Improved water quality and reduction of odorous compounds in anaerobic lagoon columns receiving pre-treated pig wastewater
Published in Environmental Technology, 2018
Ariel A. Szogi, John H. Loughrin, Matias B. Vanotti
Although research on odor mitigation technologies has major focus in reducing air pollutant and improving indoor air quality, there are a set of technologies suitable to reduce air pollutants outside the animal housing [8]. Among these technologies, solid–liquid separation and biological N treatment (nitrification–denitrification) are two methods that were evaluated to treat liquid pig manure prior to lagoon input [9]. An on-farm solid–liquid separation system that combined mechanical and chemical (flocculant addition) processes was reported to reduce solids prior to lagoon input by 85% and decrease annual ammonia emissions by 73% as compared to an anaerobic lagoon not receiving solid–liquid pre-treated wastewater [10,11]. On the other hand, an on-farm multistage wastewater treatment system using solid–liquid separation, nitrification/denitrification (biological N), and soluble phosphorus (P) removal processes was evaluated within an agreement between the North Carolina Government and several pig farming companies, called ‘environmentally superior technology’ (EST), to replace anaerobic lagoons in North Carolina.
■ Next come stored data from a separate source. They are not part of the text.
PR #45, opened 2021-01-06
spelling corrections

Spectre5:
Entire PR is only spelling corrections and there should be no functional change to the code itself and the majority of the corrections are in comments and a few printed strings.

- There are one or two inner function names changed (for example, `get_prinicipal_points` to `get_principal_points`)
- I changed two instances of `’` to `'`
- I left the Aussie "s" spelling on words like discretised (vs the US discretized), ~but I did change artefacts to artifacts as I've never seen it spelled artefacts before~


docs/source/rst/examples.rst
```diff
@@ -411,7 +411,7 @@ class. The order of the geometry objects in the list that is passed into the con
 order relates to specifying mesh sizes and material properties.
 
 Once the geometry has been merged, it is vital to clean the geometry to remove
-any artefacts that may impede the meshing algorithm. A mesh is created with a mesh
+any artifacts that may impede the meshing algorithm. A mesh is created with a mesh
```
robbievanleeuwen, line 414: artefact is British English which is what I use :smile:

docs/source/rst/geom_mesh.rst
```diff
@@ -181,7 +181,7 @@ Cleaning the Geometry
 ---------------------
 
 When creating a merged section often there are overlapping facets or duplicate nodes. These
-geometry artefacts can cause difficulty for the meshing algorithm. It is therefore recommended to
+geometry artifacts can cause difficulty for the meshing algorithm. It is therefore recommended to
```
robbievanleeuwen, line 184: see above.

robbievanleeuwen (commented):
Awesome work! Looks like I've made a few copy paste errors (assembing haha). Thanks for picking these up! Only comment is regarding artefact which I believe to be British English.

Thanks!

docs/source/rst/examples.rst
Spectre5: changed back.

docs/source/rst/geom_mesh.rst
Spectre5: changed back.

Spectre5:
Ok, I changed it back!  I know about "our" endings like colour and "s" vs "z" differences, but artefact is a new one for me :)

PR #47, opened 2021-01-08
some linting cleanup

Spectre5:
As more people become interested in helping grow this project, it would be a good idea to set some clear "requirements" for code style and linting.  I'd recommend that `black` be used for formatting, `pylint` and/or `flake8` for linting, and potentially `isort` for sorting imports (with black compatibility mode).  Check with all of these can be incorporated into the CI so that non-conforming code is rejected.  I can help with some of that setup, if you're interested in that, to make the libraries play nice together.  You could even include a sort of "build" script that would setup the virtual environment, install the dev dependencies, and could be run to do a code check locally to be run before committing.

Anyway, this PR contains some changes based on using pylint and flake8.  I disabled some errors that I don't suspect you'd want to be changed, but even so this does not fix all of the messages.  If you like these changes, then I'll plan to do a few others too.  Most of the changes in this PR boil down to one of:

-  Don't use `str` not `exit` as variable names, which are built in python names
-  Removed unused variables, for example on a line like `(fig, ax) = plt.subplots()` where only the ax is used, I've replaced `fig` with `_` which is the de facto standard to indicate that we don't care about that return value
-  Removed argument `ax` from `setup_plot` (not used in function)
-  Converted a handful of method to use the staticmethod decorator since they didn't use `self` at all
-  Changed two of the plotting functions to return `None, None` if `ax_supplied` is true.  Best practice is that a function that returns something should always return something.
- Simplified a number of if/else loops
-  Removed lists as default values to methods (dangerous if the function is called multiple times!)

And perhaps the biggest change here is that I've changed `GeometryCleaner` to be `GeometryCleanerMixin` for use as a mixin to the Geometry class.  The way `clean_geometry` was handled before was rather weird where the returned geometry object gets re-assigned back to `self`.  After this PR, the methods from the geometry cleaner could just be moved now straight into the `Geometry` class, but perhaps it is nicer to keep it as a mixin to clearly differentiate the cleaning functions from the rest of the class.


robbievanleeuwen:
This is great! Keen to take this forward and formalise.

I'm not super familiar with `black` or incorporating into the CI - do you need to specify some formatting rules (e.g. line widths etc.) and tell the CI what these rules are? And how is this information usually conveyed to potential contributors?

Happy to be taken to school on this one :)

Czarified:
My (limited) experience with `black` is that there is really nothing to configure or setup. It does it one way, and that's it. For libraries that I know of using it, they have a badge on their readme and a short blurb/link saying they use black, and whether CI will automatically do it.

There are some things in my initial testing that it didn't handle well, like long raw strings. For the most part it's just plug and play.

Spectre5:
`black` is intentionally very opinionated and has very few options as its intention is to minimize discussion on what the "best" formatting is and allow you to instead focus on the code itself.  I've used it extensively for every project and script I've written for years now and it is fantastic, in my opinion.  Admittedly, you'll fight it the first couple of times you use it since it may format something "not the way I want it"....but after you accept it, you get used to it and learn to really appreciate it.  Typically I have my editor to just format the code each time or save, or else regularly format it myself.  Then you can just kind of code and ignore most all of the formatting, then like black fix it all.

I personally do use two of the settings it does offer.  One is the line length (so 100 for this project) and another I always use is to "skip string normalization" as I personally dislike double quotes.  By default, it (generally) converts all single quotes to double quotes, but with the skip option it just leaves them as-is, so they stay single (`'`) or double quoted quoted (`"`) based on whatever you type in the code.

There is 1 time I've seen that it sometimes doesn't respect your line length, and that is with really long strings.  It tries to respect it, but it it cannot, then it lets the line be too long.  Image, for example, a string that is 150 characters long.  Obviously it cannot make that string fit within a 100 character length line.  So in this case, you can accept the long line length or you can manually wrap it yourself (what I do).  To manually wrap it, you can just use pythons implicit string concatenation within tuples.  The `black` project is in the early stages of implementing automatic string wrapping too, but it is actually a very tricky problem with many edge cases, so it isn't in their released versions as of now, but is available for early testing.

As for telling people about it (black and any other tools you choose to enforce, like `flake8`, etc), there are generally a few ways:

- Often a project uses a badge at the top of the README as @Czarified mentioned.
- Most projects will have a contribution guide, either as a section to the README or as a separate CONTRIBUTING.md (or rst) file that the README links to (common if the contribution guide is on the longer side).
- Through enforcement in the CI, so that if a PR is opened that doesn't meet your code standards, the contributor knows right away as it fails CI.
- You might have some sort of a "build" or "run" script (or even a Makefile) at the top level of the directory which is likely to catch the eye of most contributors --- and then this script can run the format and linting tools.
- More experienced users will often check the settings in the project for various commonly used format/lint tools (`pyproject.toml` for `black`, others for other tools).

I'll take a stab at a pretty basic implementation with a few common tools and open a new PR and we can all discuss it further there, including if we want to keep or remove each tool.  And of course it can always change in the future too.

robbievanleeuwen:
Thanks for the rundown! If either of you are interested I think this would be an excellent addition to the project!

As this PR has already been merged (and buried a little bit in the gihub interface) I've created a new discussion at #52.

This multistage treatment system was the only on-farm technology certified to meet the high-performance EST standards to reduce the release of ammonia, phosphorus, heavy metals, pathogens, and odors into the environment [11,12]. It was reported to perform consistently well in wastewater odor removal [13,14]. The EST evaluation also included cost analyses that supported the North Carolina Government to establish a financial assistance program to pig producers for a lagoon conversion program [12,15]. The voluntary adoption of the solid–liquid separation plus biological N technology in Chile led to the conversion of 60% of their swine lagoons (1.3 million pigs) because of its additional advantage over anaerobic digestion systems of providing carbon offsets [16].